January/February 2017 | Page 27

UCSF Protocol for Caries Arrest Using Silver Diamine Fluoride: Rationale, Indications and Consent
” The CDT Code is the U. S. HIPAA standard code set and is required for billing. The Commission includes representatives from the major insurers, Medicaid, ADA, AGD and specialty organizations. Insurers are in the process of evaluating coverage for this treatment.
Legal Considerations Silver diamine fluoride is cleared by the FDA for marketing as a Class II medical device to treat tooth sensitivity. We are discussing off-label use as a drug to treat and prevent dental caries. This is a parallel situation to fluoride varnish, which has the same device clearance but is ubiquitously used off label by dentists and physicians as a drug to prevent caries. The same public health dentists who achieved the FDA device clearance are now applying for a dental caries indication. However, this is a more complicated process, normally only carried out by large pharmaceutical companies, and is likely to take longer.
Consent Because silver diamine fluoride is new in the U. S., it is important to communicate effectively. In the UCSF clinics, we are using a special consent form( FIGURE 4) as a way to inform patients, parents and caregivers, and to standardize procedures because we have so many inexperienced student clinicians. All practices have established procedures for consent and an extra form may not be needed in the community. The normal elements of informed consent apply. We sought to ensure awareness of the expected change in color of the dentin as the decay arrests, likelihood of reapplication and contraindications in the presence of silver allergy and stomatitis. Note the importance of distinguishing between allergy to nickel and other trace metals rather than silver allergy, which is rare. We used readability measurements to guide intelligibility and included a progressively discoloring lesion to show stain of a lesion but not healthy enamel.

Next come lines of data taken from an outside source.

Issue #1210, opened 2016-09-20
Handle opening links in Tofino on Windows when it's default browser


jsantell:
Bit more complicated than the OSX bit due to non-single instance enforcement, which is working out general weirdness of setting defaults. Will have to use [app.makeSingleInstance](http://electron.atom.io/docs/all/#appmakesingleinstancecallback) and translate process.argv to what OSX is using (open-file, open-url events).

jsantell:
This is related to #1095, which we are not turning on the prompt to set as default on Windows yet, users can set it on their own and this should allow it to work on Windows, so moving to `next`

PR #1230, opened 2016-09-22
Properly handle opening files when OSX is default

jsantell:
* `userAgentClient` is now attached to `electron.app` and we can use that as a global to determine state of the application startup, and simplify interfaces like in browser-window
* Now handles opening via command line on OSX/Windows(?) via `open -a Tofino https://mozilla.org` **needs confirmed in Windows**
* Windows should now be able to open links when it's the default if it's closed or open already -- **needs confirmed**

** To confirm on Windows **

- [ ] Handles `open -a Tofino https://mozilla.org` or whatever the CLI equiv on Windows is
- [ ] When set as default browser, should open a tab for a link while open
- [ ] When set as default browser, should open a tab for a link while closed
- [ ] When opening an incoming link, it should not create a new instance and open it in an existing window/create a new window

This does **not** ask Windows users if they want to set Tofino as a default browser, due to issues with Windows 10 defaults.


jsantell:
This also moves `Deferred` to a shared util, gets rid of the URL_QUEUE as we can now wait for app initialization, and removes the passing in of a callback for `createBrowserWindow` since it also returns a promise.

app/main/command-line.js
```diff
@@ -0,0 +1,82 @@
...
+        return argv[index + 1];
+      }
+    }
+  }
+  return undefined;
+};
+
+// For macOS, there are events like open-url instead
+if (!isDarwin) {
+  const openUrl = getUrlFromCommandLine(process.argv);
```
Mossop: we already use yargs for parsing the command line in the main process, can't we reuse that?

Mossop: Note that the yargs stuff has special handling for electron where sometimes you have an extra random argument.

app/main/command-line.js
```diff
@@ -0,0 +1,82 @@
...
+import * as BW from './browser-window';
+import * as protocols from './protocols';
+
+const { app } = electron;
+const isDarwin = process.platform === 'darwin';
+
+// Checks an array of arguments if it can find a url
+const getUrlFromCommandLine = argv => {
+  if (argv) {
+    if (argv.length === 2 && !argv[1].startsWith('-')) {
```
Mossop: It's not clear to me what this case is for

jsantell: On OSX, it's for `./path/to/tofino http://mozilla.org`

app/main/command-line.js
jsantell: Totally, honestly I don't know of all the expected ways to open this via command line cross platform

jsantell:
Fixes #1210

app/main/browser.js
```diff
@@ -42,6 +44,12 @@ certs.setupCertificateHandlers();
 spawn.startContentService();
 spawn.startUserAgentService(userAgentClient);
 
+// Constant promise used to signal elsewhere in the main process
+// that the application has launched and finished loading
+// the initial browser window
+const appInitializedDeferred = new Deferred();
+app.INITIALIZED = appInitializedDeferred.promise;
```
Mossop: I don't like adding new bits of data to the electron API like this. Can we just expose this sort of thing in its own module?

app/main/command-line.js
Mossop: Well we define it ourselves on windows. I believe OSX is just <exe> <url> and we can make windows do that too. Yargs takes care of stripping out the exe and potential app directory for you though.

jsantell: We can define strict CLI usage, but also there's when you open a link, Tofino is a default app, somewhere somehow Tofino is called with an extra argument of a URL, which we don't have control over. That being said, shouldn't be an issue

app/main/browser.js
jsantell: SGTM

app/main/command-line.js
Mossop: I'm saying we do have control over it in Windows. It is part of what goes into the registry, the exact command line to call.

jsantell: Ah ok, I understand now

jsantell:
Migrating this to just handle the orchestration on OSX, and handle leaving implementing URL parsing only for non-OSX in a follow up in #1210

app/main/command-line.js
```diff
@@ -0,0 +1,77 @@
...
+    const appAlreadyStartedShouldQuit = app.makeSingleInstance(argv => {
+      // Someone tried to run a second instance, we should focus our window.
+      if (isDarwin) {
+        BW.focusOrOpenWindow();
+      } else {
+        BW.focusOrOpenWindow(getUrlFromCommandLine(argv));
+      }
+    });
+    if (appAlreadyStartedShouldQuit) {
+      app.exit(0);
```
Mossop: We do something similar in response to squirrel events in `index.js`. I wonder if those two should live together. Maybe we'll just do that in the other issue.

jsantell: That's probably a better place for this, I agree. I'll handle in the other issue

app/main/browser-window.js
```diff
@@ -143,7 +161,11 @@ export async function createBrowserWindow(userAgentClient, onload) {
     browser.show();
   }
 
-  return browser;
+  // Emit an event to the main process so we can mark the app
+  // as initialized
+  ipcMain.emit('main:new-window-created', browser);
```
jsantell: +1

CONCLUSION Silver diamine fluoride is a safe, effective treatment for dental caries across the age spectrum. At UCSF, it is indicated for patients with extreme caries risk, those who cannot tolerate conventional care, patients who must be stabilized so they can be restored over time, patients who are medically compromised or too frail to be treated conventionally and those in disparity populations with little access to care.
Application twice per year outperforms all minimally invasive options including the atraumatic restorative technique— with which it is compatible but 20 times less expensive. It approaches the success of dental fillings after two or more years, and again, prevents future caries— while fillings do not. Silver diamine fluoride is more effective as a primary preventative than any other available material, with the exception of dental sealants, which are > 10 times more expensive and need to be monitored.
Saliva may play a role in caries arrest by silver diamine fluoride. Lower rates of arrest are seen in geriatric patients. 38 The elderly tend to have less abundant and less functional saliva, which generally explains their higher caries rate. In pediatric patients, higher rates of arrest are noted for buccal or lingual smooth surfaces and anterior teeth. 31 These surfaces bathe more directly in saliva than others. It is surprising that silver chloride is the main precipitant in treated dentin, as chloride is not a common component of dentin or silver diamine fluoride, so may come from the saliva.
Traditional approaches often provide only temporary benefit, given the highest rates of recurrent caries are in patients with the worst disease burden. The advent of a treatment for nonsymptomatic caries not requiring general anesthesia or sedation addresses long-standing concerns about the expense, danger and practical complexity of these services.
Experience suggests that dryness prior to application enhances effectiveness. Good patient management is still profoundly relevant to the very young and otherwise challenged patients, though this one-minute intervention is more tolerable than other options. Silver diamine fluoride can readily replace fluoride varnish for the prevention of caries in patients who have active caries. This as a powerful new tool in the fight against dental caries, particularly suited for those who suffer most from this disease.
Clinical evidence supports continued application one to two times per year until the tooth is restored or exfoliates, and otherwise perhaps indefinitely. Some treated lesions keep growing, particularly those in the inner third of the dentin. It is unclear what will happen if treatment is stopped after two to three years and research is needed.